Just thought I would post a couple of pictures of my Hegner quick clamp which I modified today, when one has a lot of cut-outs to do even using the knurled knob gets tiring so I simply drilled a small hole in the knurled edge tapped it with a 5/32 whitworth thread and screwed a Meccano threaded pin (part no 115a) into the thread. It's simple to do does not damage or change the saw and makes blade changing a lot easier.
Obviously if you don't have a Meccano part at hand you could use a small bolt or even glue in a small rod. A few images below.


----------



## Claymore (28 Aug 2014)

..........


----------



## scrimper (28 Aug 2014)

Claymore":3j792z8t said:


> well done and looks like it works like my levers fitted to the Axminster.......... I like the look of the project your working on, be interested to see the finished article
> Cheers
> Brian



Hi Brian, The project is nowt special it's some hanging plaques I make for the German Shepherd rescue charity, I made some for them last year for their Christmas catalogue and they sold out and asked if I would make a few more, I made 28 yesterday stacked 4 at a time.
This is what they look like in their catalogue.I made the design in Corel Draw using an existing design and a line drawing of a GSD.


----------



## ChrisR (28 Aug 2014)

Thanks for posting Scrimper, it will be the first thing I do when I have finished up grading my incoming electrics supply, what used to take me two hours now takes two days, but getting there. :roll: 

Take care.

Chris R.


----------



## Claymore (28 Aug 2014)

........


----------



## scrimper (28 Aug 2014)

Claymore":1o9ub2yp said:


> Coreldraw is great and I bought off Amazon last year some clipart software with 100,000 images for 99p and they will open fine in Coreldraw (also have the original Coreldraw clipart disks from 1999 that still work fine on the latest version) one of the things i like about it is you can accurately set the sizes for pictures so if you want a 70mm x 50mm heart shape you just put the size in and its done! nice and simple



CorelDraw is brilliant I started using it back in 1992 with version 3 (it's now on ver17 [X7]) but use X5 myself only problem is that it's such a complex programme with a steep learning curve and unless you use it regularly you soon get out of practice.
I bought Corel originally to do artwork for business which it was perfect for.
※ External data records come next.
PR #4919, opened 2020-05-23
less .charge, more .give

Evankhell561:
## About The Pull Request
this ensures that the actions are executed the power cell has enough battery.
del src. useless
and replace 0 and 1 with booleans

## Why It's Good For The Game
Better code, less stuff. 
prevents power cells from having more charge than they should

## Changelog
:cl:
code: more cell.give and cell.check_charge
/:cl:

### DIFF
--- a/code/modules/vehicles/cargo_train.dm
+++ b/code/modules/vehicles/cargo_train.dm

I used to use a part of Corel suite called Coreltrace which was brilliant for patterns as it would create line drawing from pictures, ideal for fretwork patterns but I haven't used it for some time and forgotten how it works!


----------



## scrimper (28 Aug 2014)

Claymore":14qste6n said:


> Love the design and what a great idea for fundraising for charities, I have done some stuff for our Scottish Wildlife charities iin the past and have been trying to think of other ways to raise funds so might do some scroll stuff and it will also give me practice too which will hopefully improve my projects.
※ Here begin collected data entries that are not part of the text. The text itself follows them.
PR #4925, opened 2020-05-24
Adjusts burrow migrations

Kurgis:
## About The Pull Request

Certain storytellers are less likely to re-roll the area a migration occurs in if it's not maintenance. I did a similar PR to this awhile ago, but the results which play out in-game are less than spectacular. This should help keep PvE more active on Jester.

## Why It's Good For The Game

Jester doesn't end like a pseudo-sleeper when mobs spawn in only isolated areas, now they'll move back into populated areas by happen-stance more likely.

## Changelog
:cl:
tweak: Migration events should be more aggressive when The Jester is selected.
/:cl:


code/controllers/subsystems/migration.dm
```diff
@@ -214,10 +214,10 @@ This proc will attempt to create a burrow against a wall, within view of the tar
 	var/obj/structure/burrow/candidate
 
 	switch (GLOB.storyteller.config_tag)
-		if ("jester") // Jester is much more likely to not reroll the maintenance check.
-			reroll_prob = 59.5
+		if ("jester") // Jester will most likely not reroll the maintenance area check.
+			reroll_prob = 0.05
```
SpadesSlick, line 218: I have a suspicion it will end up badly.  Jump from 60 to 0.05 is too strong, put something like 20 and we shall see if it works.

Kurgis: I'd rather have it be "too strong", and then tone it back if there's actually issues. This is more to gauge how migrations go down if there's no re-roll chance, the only reason the ".05" exists is to prevent a division by zero scenario.

SpadesSlick: Nerfing things too much in one go is against our contribution guidelines. If 20 will not do the job, we will nerf it further.

Or buff. Depends on how to observe it. Does not really matter here.

PR #4927, opened 2020-05-25
Actualización

Silverexperience:
## About The Pull Request
Actualización
## Why It's Good For The Game
Actualización
## Changelog
:cl:
add: Actualización 25/05/2020 2:XX
/:cl:


Silverexperience:
Sorry it was a mistake.

MadmanMartian:
That is a good choice of colour for the medical radio. Mind if I patch that in?

Evankhell561:
> That is a good choice of colour for the medical radio. Mind if I patch that in?

You can take anything you like from our repo, if we do not do our prs here it is because we are not sure that they are accepted and thus we do not do double work.
However, that color is a bit too light if you don't have night mode on.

I have quite a good reason to make things for this local GSD charity, We had from them a German Shepherd Dog which had been abandoned starving and left to die, about 1 year later the dog saved us when we had a serious fire downstairs which filled the house with thick choking smoke around 4:00am, Max came upstairs (He had never been upstairs before) and woke us up, the fire officer said that had it not been for the dog we would have been asphyxiated and the house burnt down.
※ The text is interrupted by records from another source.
PR #4932, opened 2020-05-26
Grenade Launcher Rework

NotDeirun:
## About The Pull Request

Changes all handheld grenade launchers (The Protector, the Lenar, and the Z8 underslug launcher) to use the recently added projectile grenades (Code wise, it turns them into projectile guns), makes the China Lake acquirable, and adds various ways to get the ammo needed for the launchers, more details below.

Both the China Lake and it's gun disk can be found in trash.
The Ammo can be found inside the IH armoury, inside trash, bought from an uplink, and can be printed from grenade launcher gun disks and from a newly added grenade launcher ammo disk.
Serbians can also find some inside the grenadier crate.
The grenade launcher ammo disk can be found in trash and be bought from a hacked Asters Guild Print-o-Mat (Just like the lethal ammo disk).

If you have any feedback about the balancing side of things, please leave a comment, I am personally not sure how easy it should be to acquire the launchers and the ammo.

## Why It's Good For The Game

Having grenade launchers shoot literal hand grenades is unintuitive, this makes Grenade Launchers work more like people would expect it. It also allows the projectiles to explode in the same moment they arrive at the targeted turf.

## Changelog
:cl:
add: Adds the China Lake grenade launcher and new grenade launcher ammo to the game itself.
tweak: Changes handheld grenade launchers (The Protector, the Lenar, and the Z8 underslug launcher) to use the newly added grenade shells instead of hand grenades.
/:cl:


SpadesSlick:
Please return them ability to use normal nades as well, in old method, so we would have both dedicated ammo for this and support for things like chem nades.

NotDeirun:
When I accepted the order to create the china lake I was told to only make it work with the new shells, I do not think that it is a good idea to have some grenade launchers be able to shoot hand grenades while others can not.
I think creating new ammo types that can emulate the behaviour of the other hand grenades would be better, including making a customizable chem grenade ammo shell.

SpadesSlick:
Emulating is kinda pointless, as we need ability to put the cleaning nades into GLs without any modifications to ammo or gun.

NotDeirun:
In the hypothetical scenario of a new chem grenade ammo shell it would be possible to easily just code a cleaning grenade shell (If that is really needed).

SpadesSlick:
But we don't need that. We need it to support all types of nades as it was doing before, and does it on any other codebase.

Having dedicated ammo is good, but support for everything that was left out is also needed.

NotDeirun:
That would still leave the wierdness of the china lake working differntly from all other launchers (I was told to only make it work the new shells)

SpadesSlick:
By who exactly?

NotDeirun:
By Jack Frost - check the orders channel, it is one of the first messages there.

SpadesSlick:
Well, he is not a maintainer. My point still stands, GLs should have backward compatibility to old nades.

NotDeirun:
I do not think that it is needed, but will do so if a maintainer officially tells me to do so.

NotDeirun:
Reere wants backward compatibility so I will add it. Please do not merge this before I get that done.

code/datums/uplink/ammunition.dm
```diff
@@ -189,6 +189,31 @@
...
 
+////Grenade Shells////
+
+/datum/uplink_item/item/ammo/grenade_baton
+	name = "6xbaton rounds"
+	desc = "A box containing 6 baton rounds. Designed to be fired from a grenade launcher."
+	item_cost = 4
+	path = /obj/item/weapon/storage/box/baton_rounds
+/datum/uplink_item/item/ammo/grenade_emp
+	name = "6xemp grenade shells"
```
MadmanMartian, line 200: Change to EMP grenade shells x6, same for the other uplink items you're adding

NotDeirun: I named them in the same way actual grenades inside the upload are named, want me to change those names too while I am at it?

drexample:
@NotDeirun  This PR will be closed in 7 days.

NotDeirun:
Making hand grenades loadable was easy, but making them and the shells fireable seems to be way harder, I am not sure if I can do it. If this is closed I will reopen it if I can get it done.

(Sorry bore folks with this story up it has nowt to do with Fretwork but the dog deserves our praise)


----------



## bugbear (28 Aug 2014)

scrimper":36briaih said:


> Claymore":36briaih said:
> 
> 
> > Love the design and what a great idea for fundraising for charities, I have done some stuff for our Scottish Wildlife charities iin the past and have been trying to think of other ways to raise funds so might do some scroll stuff and it will also give me practice too which will hopefully improve my projects.
> ...



And you need to buy a smoke alarm!

BugBear


----------



## scrimper (28 Aug 2014)

bugbear":1r0z3jq0 said:


> And you need to buy a smoke alarm!
> 
> BugBear



Actually I don't.


----------



## Claymore (28 Aug 2014)

.......


----------



## scrimper (29 Aug 2014)

Picture of the hero!


----------